The Australian Road Crew Association (ARCA) has pulled out its music recordings from the Russian Federation.
This is in protest at the invasion of the Ukraine, and the accompanying unnecessary deaths, trauma and forthcoming massive refugee problem.
It has also issued a challenge to the rest of the Australian music industry to follow suit.
ARCA has notified the distributor of its in-house record label Black Box Records to withdraw from sale, download or streaming its entire catalogue of artists recordings.
This includes all such distribution by Yandex, Spotify, Apple iTunes, S.a.r.l., vKontakte (VK), Sberbank, Boom, YouTube Music, Google Play Music and others.
ARCA co-founder Ian Peel commented: “The ARCA crews are family.
“We celebrate our freedoms and what we’ve fought hard to achieve.
“Although we in no way know how much real suffering is going on in the Ukraine, we feel for its people and want to make a stand.
“We roadies don’t cop abuse; we don’t tolerate it on a personal, local or national level.”
ARCA’s successful Desk Tape Series – live tapes made at gigs by their sound engineer directly from the sound desk – has globally released 22 live tapes from major acts.
These have included Crowded House, Australian Crawl, Neil Finn, Men At Work, Models, Tim Finn & The Escapade Band, Jo Jo Zep & The Falcons, Redgum, Russell Morris & The Rubes, Jimmy and The Boys, Captain Matchbox TMG, The Party Boys, Dutch Tilders, V. Spy V. Spy, Dave Tice and The Headhunters, Wendy Mathews, TISM, Doug Parkinson & The Southern Star Band, and US-based guitarists Vince Gill and Albert Lee.

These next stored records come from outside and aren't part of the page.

PR #872, opened 2026-03-22
Optimization of uitoa and of itoa for the sm83 port

Phidias618:
.uitoa is now much faster, here is an estimation of the number of required M-cycle to convert an n-digit number to ascii
- 1 digit  : 40ish cycles
- 2 digits : 140ish cycles
- 3 digits : 230ish cycles
- 4 digits : 340ish cycles
- 5 digits : 430ish cycles

In comparison the previous implementation of .uitoa required at least 500 M-cycles to finish, regardless of the size of the input number.
The new implementation is also 4 bytes smaller.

More major artists have come on board to green-light releases throughout 2022 and 2023.
So far these tapes have raised north of $70,000 for Support Act’s Roadies Fund.
These are used to provide financial, health, mental health, counselling, legal advice and documentation, medical appointments, and inevitably, funeral costs for roadies and crew in crisis, now and into the future.

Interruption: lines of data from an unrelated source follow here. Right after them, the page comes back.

PR #877, opened 2026-05-02
Halved size of delay.s for the sm83 port

Phidias618:
The new code is more than half as small (20 bytes instead of 45 bytes)
The new code uses less stack, the maximum stack depth is smaller by 2 bytes.
The previous algorithm rounded a millisecond to 1048 cycles, the new algorithm rounds one millisecond to 1048.5 cycles whereas the true duration of a millisecond is 1048.576 cycles. As such the new algorithm is slightly more accurate

### DIFF
--- a/gbdk-lib/libc/targets/sm83/delay.s
+++ b/gbdk-lib/libc/targets/sm83/delay.s
@@ -8,61 +8,29 @@
 	;;   DE = number of milliseconds to delay (1 to 65536, 0 = 65536)
 	;; 
 	;; Register used: AF, DE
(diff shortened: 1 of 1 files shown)


untoxa:
Why not making it producing the same delay in the double sped mode instead?

Phidias618:
> Why not making it producing the same delay in the double sped mode instead?

That's now done. I also removed 0.5 cycle per loop iteration as i am not sure whether this kind of precision will ever be required.
The new code is 25 bytes long, which is still almost twice as small as the old code.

Australian Crawl’s Bill McDonough says, “Much more can be done to support the Ukrainian people. The world entertainment industry can make a stand and withdraw ALL copyrights to the Russian Federation immediately. Although it denies the Russian audience, many who may not support what has happened, it will send a message to as to how most other countries see the terrible invasion of the Ukraine by their leader Mr Putin, an act of war on the continent not seen since the invasion of Poland over half a century ago.”
ARCA’s sanctions will make a significant comment given the major numbers for some of its streaming players.
Yandex is Russia’s largest tech company – its services are akin to Google, eBay and Uber rolled into a single company – and Yandex Music has 20 million users and 3.3 million premium subscribers.
VK, “Russia’s Facebook”, has over 500 million accounts worldwide.
SberZvuk is a loyalty program run by one of Russia’s largest banks.
Spotify had 320 million Russian active users and 144 million subscribers, as of October 2021.
Russia is Apple Music’s fifth largest market.
With such figures at stake, ARCA calls on all Australian artists, labels and publishers to also withdraw supply, licenses or other arrangements with the Russian Federation.
This includes from The National Music Publishing LLC, Sony Music Entertainment Russia, Warner/Chappell Music Russia, Universal Music and Boosey & Hawkes Music Publishers Ltd.
ARCA’s Ian Peel stated: “We don’t have weapons, but want to support the people of the Ukraine in any way possible, protest, help to survive, anything.
“We are all people trying to live a pure and free life on this planet. Stand with them!”